*** WORKING DATA Section Begins ***

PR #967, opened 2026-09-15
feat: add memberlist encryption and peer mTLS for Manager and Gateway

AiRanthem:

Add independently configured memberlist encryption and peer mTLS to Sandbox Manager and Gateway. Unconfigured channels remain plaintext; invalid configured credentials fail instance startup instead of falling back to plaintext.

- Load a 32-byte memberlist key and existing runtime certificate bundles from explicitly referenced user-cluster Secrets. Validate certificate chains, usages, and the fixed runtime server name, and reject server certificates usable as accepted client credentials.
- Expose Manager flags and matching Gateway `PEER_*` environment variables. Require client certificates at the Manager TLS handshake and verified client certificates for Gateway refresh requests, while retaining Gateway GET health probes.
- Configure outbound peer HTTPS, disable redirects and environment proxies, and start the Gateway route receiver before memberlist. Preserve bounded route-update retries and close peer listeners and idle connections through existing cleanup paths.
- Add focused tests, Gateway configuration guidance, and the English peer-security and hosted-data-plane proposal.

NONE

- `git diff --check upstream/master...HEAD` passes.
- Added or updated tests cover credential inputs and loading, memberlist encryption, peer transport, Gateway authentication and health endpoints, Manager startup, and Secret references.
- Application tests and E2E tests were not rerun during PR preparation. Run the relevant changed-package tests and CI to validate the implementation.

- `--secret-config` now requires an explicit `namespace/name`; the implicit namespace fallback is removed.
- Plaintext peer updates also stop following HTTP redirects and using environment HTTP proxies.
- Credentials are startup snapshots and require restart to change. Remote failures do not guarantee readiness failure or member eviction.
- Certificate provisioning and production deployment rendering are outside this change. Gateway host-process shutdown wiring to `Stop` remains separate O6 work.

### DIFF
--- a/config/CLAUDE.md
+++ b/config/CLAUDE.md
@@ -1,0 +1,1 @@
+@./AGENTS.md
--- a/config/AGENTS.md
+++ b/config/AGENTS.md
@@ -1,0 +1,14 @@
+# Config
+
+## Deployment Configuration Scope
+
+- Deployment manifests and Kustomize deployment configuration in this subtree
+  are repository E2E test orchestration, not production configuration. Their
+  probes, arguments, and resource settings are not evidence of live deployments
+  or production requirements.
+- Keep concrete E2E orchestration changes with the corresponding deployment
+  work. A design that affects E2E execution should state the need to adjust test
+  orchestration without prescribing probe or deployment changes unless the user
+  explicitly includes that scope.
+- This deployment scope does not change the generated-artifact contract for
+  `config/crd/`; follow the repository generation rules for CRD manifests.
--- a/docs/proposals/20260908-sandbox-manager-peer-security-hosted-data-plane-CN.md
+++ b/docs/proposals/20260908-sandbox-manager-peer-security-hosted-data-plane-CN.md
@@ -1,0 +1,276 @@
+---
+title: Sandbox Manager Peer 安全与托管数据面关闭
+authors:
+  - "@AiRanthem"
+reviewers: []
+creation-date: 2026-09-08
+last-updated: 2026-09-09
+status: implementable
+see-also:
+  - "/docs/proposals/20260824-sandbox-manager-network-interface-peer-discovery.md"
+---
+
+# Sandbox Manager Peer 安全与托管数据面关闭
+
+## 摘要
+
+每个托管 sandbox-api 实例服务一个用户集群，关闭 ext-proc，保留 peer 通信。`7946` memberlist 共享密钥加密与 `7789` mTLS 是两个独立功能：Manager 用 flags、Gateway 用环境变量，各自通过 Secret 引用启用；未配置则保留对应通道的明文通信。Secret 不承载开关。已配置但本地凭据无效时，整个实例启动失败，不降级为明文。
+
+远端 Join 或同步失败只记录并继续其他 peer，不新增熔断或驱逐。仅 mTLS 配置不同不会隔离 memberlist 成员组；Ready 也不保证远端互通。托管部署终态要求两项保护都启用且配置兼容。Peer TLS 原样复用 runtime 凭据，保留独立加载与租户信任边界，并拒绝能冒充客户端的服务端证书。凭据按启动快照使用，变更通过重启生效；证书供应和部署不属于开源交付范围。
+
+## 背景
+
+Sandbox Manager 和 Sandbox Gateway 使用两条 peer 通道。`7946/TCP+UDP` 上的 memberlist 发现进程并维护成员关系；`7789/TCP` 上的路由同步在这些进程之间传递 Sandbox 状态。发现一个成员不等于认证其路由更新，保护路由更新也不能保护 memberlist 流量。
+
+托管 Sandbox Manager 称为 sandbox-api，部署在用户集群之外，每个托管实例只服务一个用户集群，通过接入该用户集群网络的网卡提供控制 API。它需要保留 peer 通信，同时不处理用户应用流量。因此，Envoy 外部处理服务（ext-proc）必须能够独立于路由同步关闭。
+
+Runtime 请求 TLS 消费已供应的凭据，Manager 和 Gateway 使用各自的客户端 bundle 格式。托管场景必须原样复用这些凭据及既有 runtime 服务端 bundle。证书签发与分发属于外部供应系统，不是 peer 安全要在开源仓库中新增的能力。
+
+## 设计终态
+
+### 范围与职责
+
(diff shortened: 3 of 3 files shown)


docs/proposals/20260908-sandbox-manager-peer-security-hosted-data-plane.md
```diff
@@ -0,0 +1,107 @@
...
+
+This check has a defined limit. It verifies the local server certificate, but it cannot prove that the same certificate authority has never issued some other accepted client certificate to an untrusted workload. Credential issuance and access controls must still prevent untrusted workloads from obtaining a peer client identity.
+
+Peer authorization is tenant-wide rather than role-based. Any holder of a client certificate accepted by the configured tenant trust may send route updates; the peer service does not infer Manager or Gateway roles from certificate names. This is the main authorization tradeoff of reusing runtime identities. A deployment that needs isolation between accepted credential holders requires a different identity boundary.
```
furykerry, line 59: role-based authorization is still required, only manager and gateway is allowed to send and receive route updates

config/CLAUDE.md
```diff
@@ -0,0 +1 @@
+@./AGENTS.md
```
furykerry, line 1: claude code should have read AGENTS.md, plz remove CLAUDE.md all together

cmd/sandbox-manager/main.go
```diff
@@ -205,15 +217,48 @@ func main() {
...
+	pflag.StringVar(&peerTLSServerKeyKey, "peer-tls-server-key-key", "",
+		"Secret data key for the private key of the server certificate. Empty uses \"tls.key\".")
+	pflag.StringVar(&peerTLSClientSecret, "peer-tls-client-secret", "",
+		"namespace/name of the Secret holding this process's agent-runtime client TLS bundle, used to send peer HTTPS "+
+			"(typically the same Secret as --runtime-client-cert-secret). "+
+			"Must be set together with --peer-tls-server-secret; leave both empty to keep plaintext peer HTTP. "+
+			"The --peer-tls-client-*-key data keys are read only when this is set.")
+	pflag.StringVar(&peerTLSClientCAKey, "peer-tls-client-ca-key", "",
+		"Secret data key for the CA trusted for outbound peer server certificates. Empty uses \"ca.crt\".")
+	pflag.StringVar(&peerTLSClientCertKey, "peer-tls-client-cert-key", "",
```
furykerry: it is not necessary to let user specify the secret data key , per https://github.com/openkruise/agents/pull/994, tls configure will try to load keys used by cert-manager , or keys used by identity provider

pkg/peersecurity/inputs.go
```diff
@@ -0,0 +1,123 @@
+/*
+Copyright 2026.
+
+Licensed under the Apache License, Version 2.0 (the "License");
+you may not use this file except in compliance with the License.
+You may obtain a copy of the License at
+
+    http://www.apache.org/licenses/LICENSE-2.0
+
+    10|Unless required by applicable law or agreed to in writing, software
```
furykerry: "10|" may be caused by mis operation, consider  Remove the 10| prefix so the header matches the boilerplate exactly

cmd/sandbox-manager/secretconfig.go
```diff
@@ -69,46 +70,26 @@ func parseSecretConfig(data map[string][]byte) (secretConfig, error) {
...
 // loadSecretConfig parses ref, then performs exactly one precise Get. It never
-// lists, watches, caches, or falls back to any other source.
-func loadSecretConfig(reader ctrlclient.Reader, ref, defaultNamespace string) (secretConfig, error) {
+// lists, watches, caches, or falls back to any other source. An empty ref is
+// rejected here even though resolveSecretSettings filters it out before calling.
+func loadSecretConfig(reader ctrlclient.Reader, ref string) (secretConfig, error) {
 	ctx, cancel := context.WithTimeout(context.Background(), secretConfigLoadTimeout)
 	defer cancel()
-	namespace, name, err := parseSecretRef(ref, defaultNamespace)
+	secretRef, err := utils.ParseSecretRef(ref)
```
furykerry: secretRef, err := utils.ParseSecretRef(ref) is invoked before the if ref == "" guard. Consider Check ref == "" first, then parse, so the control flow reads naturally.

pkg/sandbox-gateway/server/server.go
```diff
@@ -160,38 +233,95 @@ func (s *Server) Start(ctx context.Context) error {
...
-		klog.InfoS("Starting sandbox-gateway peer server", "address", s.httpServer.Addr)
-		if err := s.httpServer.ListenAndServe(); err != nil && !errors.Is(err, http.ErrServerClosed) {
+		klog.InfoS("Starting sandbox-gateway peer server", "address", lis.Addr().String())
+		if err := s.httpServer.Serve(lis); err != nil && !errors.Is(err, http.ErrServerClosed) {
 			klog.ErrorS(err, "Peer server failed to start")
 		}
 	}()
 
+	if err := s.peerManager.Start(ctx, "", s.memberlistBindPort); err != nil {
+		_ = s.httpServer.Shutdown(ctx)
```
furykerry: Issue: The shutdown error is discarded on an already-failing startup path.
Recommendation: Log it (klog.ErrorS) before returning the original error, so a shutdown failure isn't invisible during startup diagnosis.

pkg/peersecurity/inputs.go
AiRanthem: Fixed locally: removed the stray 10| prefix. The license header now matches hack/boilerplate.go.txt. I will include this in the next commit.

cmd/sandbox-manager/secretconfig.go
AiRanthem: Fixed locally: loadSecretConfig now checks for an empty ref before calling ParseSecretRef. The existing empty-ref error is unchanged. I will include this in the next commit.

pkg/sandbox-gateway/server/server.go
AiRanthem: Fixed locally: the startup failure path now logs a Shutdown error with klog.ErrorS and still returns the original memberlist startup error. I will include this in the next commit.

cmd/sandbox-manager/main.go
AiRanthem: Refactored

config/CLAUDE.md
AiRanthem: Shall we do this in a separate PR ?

*** WORKING DATA Section Ends ***
*** WORKING DATA Section Begins ***

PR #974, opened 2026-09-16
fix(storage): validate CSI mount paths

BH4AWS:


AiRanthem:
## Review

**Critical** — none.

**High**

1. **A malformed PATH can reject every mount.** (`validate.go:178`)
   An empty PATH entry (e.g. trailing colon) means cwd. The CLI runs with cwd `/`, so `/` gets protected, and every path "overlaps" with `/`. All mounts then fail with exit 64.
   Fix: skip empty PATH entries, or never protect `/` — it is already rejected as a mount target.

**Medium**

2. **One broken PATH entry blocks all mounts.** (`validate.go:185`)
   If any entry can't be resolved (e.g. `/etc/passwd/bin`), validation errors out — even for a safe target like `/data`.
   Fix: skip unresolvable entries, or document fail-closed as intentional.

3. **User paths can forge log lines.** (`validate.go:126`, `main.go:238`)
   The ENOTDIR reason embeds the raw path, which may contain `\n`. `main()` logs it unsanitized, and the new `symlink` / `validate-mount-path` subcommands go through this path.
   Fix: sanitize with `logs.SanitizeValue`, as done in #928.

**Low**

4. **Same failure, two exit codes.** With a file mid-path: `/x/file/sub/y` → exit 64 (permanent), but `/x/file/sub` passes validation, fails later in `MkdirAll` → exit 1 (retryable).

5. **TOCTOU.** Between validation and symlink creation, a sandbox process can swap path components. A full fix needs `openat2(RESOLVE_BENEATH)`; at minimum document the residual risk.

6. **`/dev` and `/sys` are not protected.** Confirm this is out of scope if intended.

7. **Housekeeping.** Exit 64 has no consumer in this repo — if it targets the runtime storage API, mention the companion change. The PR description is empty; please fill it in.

*** WORKING DATA Section Ends ***

_AIM OF THE EXERCISE_
Where a line in the entries holds "during", copy that line.

_TASK RESPONSE_
- Application tests and E2E tests were not rerun during PR preparation. Run the relevant changed-package tests and CI to validate the implementation.
Recommendation: Log it (klog.ErrorS) before returning the original error, so a shutdown failure isn't invisible during startup diagnosis.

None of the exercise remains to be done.